Japanese, has been the arrival on these shores of a very pretty fluffy

little dog, a born subject of the Mikado, who hails or rather barks from

Nagasaki, and who is happily domiciled w
th a friend of mine, of a

sufficiently elevated mind to esteem at its proper value the privilege

of being the master of a clever and refined dog. The child of the sun

and the earthquake has been named Wow, an ingenious combination of the

familiar utterance of his kind with the full-mouthed terminals of the

language of the merely human inhabitants of his country. My own

impression is that Wow smacks rather of the melodious monosyllabic

tongue of the Flowery Land than of that of the Dragon country; but this

is a detail, and, as a young naval officer newly come from Nipon

remarked to me lately, with much fervour, "Thank God! a fellow isn't

obliged to learn their lingo." Wow has made himself at home and happy in

his Northern residence with all the courtesy and suavity of a true

Japanese, and has attached himself to his master with apparent

resignation to the absence of pigtail and petticoat, articles of attire

replaced in this case by the wig and gown of a Q.C. About this

attachment there is, however, none of the exclusiveness which

characterises the insular dog. Wow is a politician, or at least a

diplomatist, and he desires to maintain friendly relations, with

profitable results to himself, with everybody. He succeeds in doing so

to an extraordinary extent, of which fact his master lately discovered

evidence. Very strict orders, including the absolute prohibition of

bones, had been issued with regard to Wow's diet. The ideas of a country

in which little dogs eat, but are not eaten, require liberality in his

opinion, and Wow made up his mind he would have his bones without

incurring the penalties of disobedience, which his master, in the

interests of the delicate foreigner, was determined to inflict. A

commodious and elegant residence was fitted up in the study for Wow, and

he was permitted free access to the upper floors of the house, but the

line was drawn at the kitchen staircase. That way lay bones and ruin,

and its easy descent was interdicted by stern command, which Wow

understood as clearly as did its utterer, though he at first affected a

simple and unconscious misapprehension. Then Wow was reproved and gently

chastised, an administration of justice performed with the utmost

reluctance by his master, but with the happiest results. Nothing could

be more admirable than Wow's submission, more perfect than his

obedience. He never looked towards the kitchen stairs, and would attend

at the family meals without following the retiring dishes with a wistful

gaze, or betraying a longing for the forbidden bones by so much as a

sniff. Attached to the lower department of the household is a humble

cat, a faithful creature in her way, but not cultivated by my friend as

I could wish. With this meek and useful animal Wow contracted a

friendship regarded by his master as a proof of his amiability and

condescension. (In my capacity of narrator I am compelled to use the

latter somewhat injurious term--as a private individual with an undying

recollection, I repudiate it). But the single-minded Q.C. had something

to learn of the four-footed exile from the Far East concerning this

intimacy. Coming into his study one day at an unusual hour, he saw the

cat--I do not know her name, I am afraid she has not one--stealthily

depositing a bone behind a curtain. Presently she went downstairs, and

returned with a second bone, which she conveyed to the same place of

concealment, whence proceeded a gentle rustling and whisking, suggestive

of the presence of Wow, whose house, or pagoda, was empty. Then arose

the Q.C., and cautiously peeped behind the curtain, where he beheld Wow

and his humble friend amicably discussing their respective bones, Wow's

being the bigger and the meatier of the two.

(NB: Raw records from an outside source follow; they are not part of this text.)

PR #8171, opened 2025-07-02
[1.x] Allow users to configure the timeout when publishing to the Maven Central repo

guizmaii:
The publishing of zio-aws takes a lot of time because it publishes a lot of libs and because of that fails to publish to the new Maven Central repo as the publishing process timeouts.
See https://github.com/zio/zio-aws/actions/runs/16018360517/job/45195274956

Previously, with the sbt-sonatype plugin, we were able to configure the `sonatypeTimeoutMillis` setting
(https://github.com/zio/zio-aws/pull/1517/files#diff-928a6eabff1094f1b64a2d1b6bc7574c5a483476ec3fee98c16d1fe46aae9d0dL101)

### DIFF
--- a/main-actions/src/main/scala/sbt/internal/sona/Sona.scala
+++ b/main-actions/src/main/scala/sbt/internal/sona/Sona.scala
@@ -36,13 +36,16 @@ class Sona(client: SonaClient) extends AutoCloseable {
   def close(): Unit = client.close()
 }
 
-class SonaClient(reqTransform: Request => Request) extends AutoCloseable {
+class SonaClient(reqTransform: Request => Request, requestTimeout: FiniteDuration)
+    extends AutoCloseable {
   import SonaClient.baseUrl
 
-  val gigahorseConfig = Gigahorse.config
-    .withRequestTimeout(2.minute)
-    .withReadTimeout(2.minute)
-  val http = Gigahorse.http(gigahorseConfig)
+  private val gigahorseConfig = Gigahorse.config
+    .withRequestTimeout(requestTimeout)
+    .withReadTimeout(requestTimeout)
+
+  private val http = Gigahorse.http(gigahorseConfig)
+
   def uploadBundle(
       bundleZipPath: Path,
       deploymentName: String,
@@ -66,7 +69,6 @@ class SonaClient(reqTransform: Request => Request) extends AutoCloseable {
             FormPart("bundle", bundleZipPath.toFile())
           )
         )
-        .withRequestTimeout(600.second)
       http.run(reqTransform(req), Gigahorse.asString)
     }
     awaitWithMessage(res, "uploading...", log)
@@ -155,7 +157,7 @@ class SonaClient(reqTransform: Request => Request) extends AutoCloseable {
         }.foreach(_ => loop(attempt + 1))
       } else ()
     loop(0)
-    Await.result(f, 600.seconds)
+    Await.result(f, requestTimeout + 5.seconds)
   }
 
   def close(): Unit = http.close()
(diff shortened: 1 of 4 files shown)


main-actions/src/main/scala/sbt/internal/sona/Sona.scala
```diff
@@ -66,7 +69,6 @@ class SonaClient(reqTransform: Request => Request) extends AutoCloseable {
             FormPart("bundle", bundleZipPath.toFile())
           )
         )
-        .withRequestTimeout(600.second)
```
guizmaii, line 69: Already configured in `http`

eed3si9n: Current implementation uses 2 minute timeout for status check type of request, and 10 minutes for the bundle upload. It seems like you are collapsing the two into one setting but with 2 minute timeout here. I feel like it might be better to pick a large enough value for upload timeout (60 min?) rather than make this configurable.

guizmaii: > Current implementation uses 2 minute timeout for status check type of request, and 10 minutes for the bundle upload. It seems like you are collapsing the two into one setting but with 2 minute timeout here

My bad. It's fixed in my latest changes

> I feel like it might be better to pick a large enough value for upload timeout (60 min?) rather than make this configurable.

I'm just scared that if it's not enough for someone, we'll need to make a new change and publish a new version of sbt, which can delay people's work. I think it'd be simpler to make it configurable so it can fit any need, like it was in sbt-sonatype

eed3si9n (approved):
overall LGTM, but for future reference, please split out non-semantic-change refactorings out to a separate pull request in the future for easier code review.

guizmaii:
Thanks @eed3si9n. Would it be possible for you to release a new version with this change, please?

eed3si9n:
https://eed3si9n.com/sbt-1.11.3 is released

guizmaii:
@eed3si9n I made this change in zio-aws: https://github.com/zio/zio-aws/pull/1554/files#diff-928a6eabff1094f1b64a2d1b6bc7574c5a483476ec3fee98c16d1fe46aae9d0dR104
Yet, publishing timed out after ~20minutes:
```scala
java.util.concurrent.TimeoutException: Futures timed out after [1215 seconds]
	at scala.concurrent.impl.Promise$DefaultPromise.ready(Promise.scala:269)
	at scala.concurrent.impl.Promise$DefaultPromise.result(Promise.scala:273)
	at scala.concurrent.Await$.$anonfun$result$1(package.scala:223)
	at scala.concurrent.BlockContext$DefaultBlockContext$.blockOn(BlockContext.scala:57)
	at scala.concurrent.Await$.result(package.scala:146)
	at sbt.internal.sona.SonaClient.awaitWithMessage(Sona.scala:174)
	at sbt.internal.sona.SonaClient.uploadBundle(Sona.scala:86)
	at sbt.internal.sona.Sona.uploadBundle(Sona.scala:35)
	at sbt.internal.librarymanagement.Publishing$.sonatypeReleaseAction(Publishing.scala:57)
	at sbt.internal.librarymanagement.Publishing$.$anonfun$sonaRelease$1(Publishing.scala:24)
```
(See https://github.com/zio/zio-aws/actions/runs/16110990896/job/45458269962)

Would you have any why this didn't respect the `2.hours` values I've set? 🤔

eed3si9n:
I should've caught this during the code review but it seems like this PR added the setting at the project level, instead of the global level. So to override the value you have to rewire it at the root project level, instead of ThisBuild.

main-actions/src/main/scala/sbt/internal/sona/Sona.scala
```diff
@@ -108,16 +122,16 @@ class SonaClient(reqTransform: Request => Request) extends AutoCloseable {
...
   }
 
-  def deploymentStatus(deploymentId: String): PublisherStatus = {
-    val res = retryF(maxAttempt = 5) { (attempt: Int) =>
+  private def deploymentStatus(deploymentId: String): PublisherStatus = {
+    val res = retryF(maxAttempt = 5, waitDurationBetweenAttempt = 5.seconds) { (attempt: Int) =>
       deploymentStatusF(deploymentId)
     }
-    Await.result(res, 600.seconds)
+    Await.result(res, 10.minutes)
```
eed3si9n, line 129: Also there's still 10.minutes hardcoded here.

PR #8205, opened 2025-08-11
[2.x] fix: Support annotated definitions in build.sbt

Duhemm:
Previously, sbt would fail to load build.sbt files when they included annotated definitions because the parser would not correctly recognize those definitions as such. In sbt 1.x, this used to be fine, because there was little use for annotations in build.sbt.

Starting with sbt 2, whether caching should be enabled for a task key can be controlled via annotations on the task key definition. Because these can appear in build.sbt, support for annotations in build.sbt becomes more important.

This patch enhances parsing of build.sbt by keeping the parsed trees around so that the AST can be used to determine whether a given line represents a setting or a definition, rather than relying on string matching.


eed3si9n (approved):
Nice!

PR #8212, opened 2025-08-16
[1.x] add `Def.uncached` for sbt 2.x compat

xuwei-k:


main-settings/src/main/scala/sbt/Def.scala
```diff
@@ -26,6 +26,8 @@ object Def extends Init[Scope] with TaskMacroExtra with InitializeImplicits {
   type Classpath = Seq[Attributed[File]]
   type VirtualClasspath = Seq[Attributed[VirtualFile]]
 
+  def uncached[A1](a: A1): A1 = a
```
eed3si9n, line 29: This would require the minimum version of the plugin to be sbt 1.11.5.

xuwei-k:
https://github.com/sbt/sbt2-compat/blob/e321f9f96b6289d0416585538b37a6a1c3b66f31/src/main/scala-2.12/sbtcompat/PluginCompat.scala#L45-L51

PR #8257, opened 2025-09-01
Use reverse topological order for configurations when resolving internal dependencies #8249

### LINKED ISSUE #8249: Change the configurations order (that affects the classpath) for the internal dependencies tasks
**Motivation**: 
The `internalDependencyClasspath` task in sbt relies on the `trackInternalDependencies` setting, which is set to `TrackAlways` by default. This means that invoking this task can potentially trigger a compilation.

Because of this, in IntelliJ IDEA, we avoid using the `internalDependencyClasspath` task directly for acquiring inter-project dependencies. Instead, we use `sbt.internal.ClasspathImpl.interSort` utility method, which allows us to avoid triggering compilation with `exportedProducts`. Besides, for IntelliJ IDEA, we don’t really need the classpath for inter-project dependencies; we only need the information about which project depends on which and in what configurations.

In general this approach works well. However, since our support doesn’t rely directly on any sbt key, users lose the ability to customize the order of the project dependencies classpath in any specific way.

**Proposal**: 
Implement a new task that essentially performs the same function as `internalDependencyClasspath`, but without relying on `trackInternalDependencies` and without triggering compilation. This task could be named something like `internalDependencyClasspathNoTracking`.

^^ 
There shouldn't be a lot of implementation, and I'm willing to take this on. I just wanted to start a conversation to discuss whether it's fine to implement something like this, or if you might see a better workaround for the issue presented.

azdrojowa123:
Fix #8249

### DIFF
--- a/internal/util-collection/src/main/scala/sbt/internal/util/Dag.scala
+++ b/internal/util-collection/src/main/scala/sbt/internal/util/Dag.scala
@@ -17,6 +17,15 @@ object Dag {
   import scala.collection.{ mutable, JavaConverters }
   import JavaConverters.asScalaSetConverter
 
+  /**
+   * Returns a reverse topological ordering of the graph rooted at `root`.
+   * In this ordering, each node appears before all of its ancestors (i.e., children are listed before their parents).
+   *
+   * @see [[https://github.com/sbt/sbt/issues/8249]]
+   */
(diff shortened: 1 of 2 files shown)


eed3si9n (approved):
Thanks!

Thus did the Japanese exile illustrate the cosmopolitan story of the

catspaw (with the improvement of making it pleasant for the cat), and

accomplish the proverbially desirable feat of minding both his meat and

his manners. If we could be secured against their imitation, it would be

pleasant to ask our own domestic pets the problems:



"What do you think of that, my cat?"

"What do you think of that, my dog?"





A CONSTANT READER AND DISCIPLE.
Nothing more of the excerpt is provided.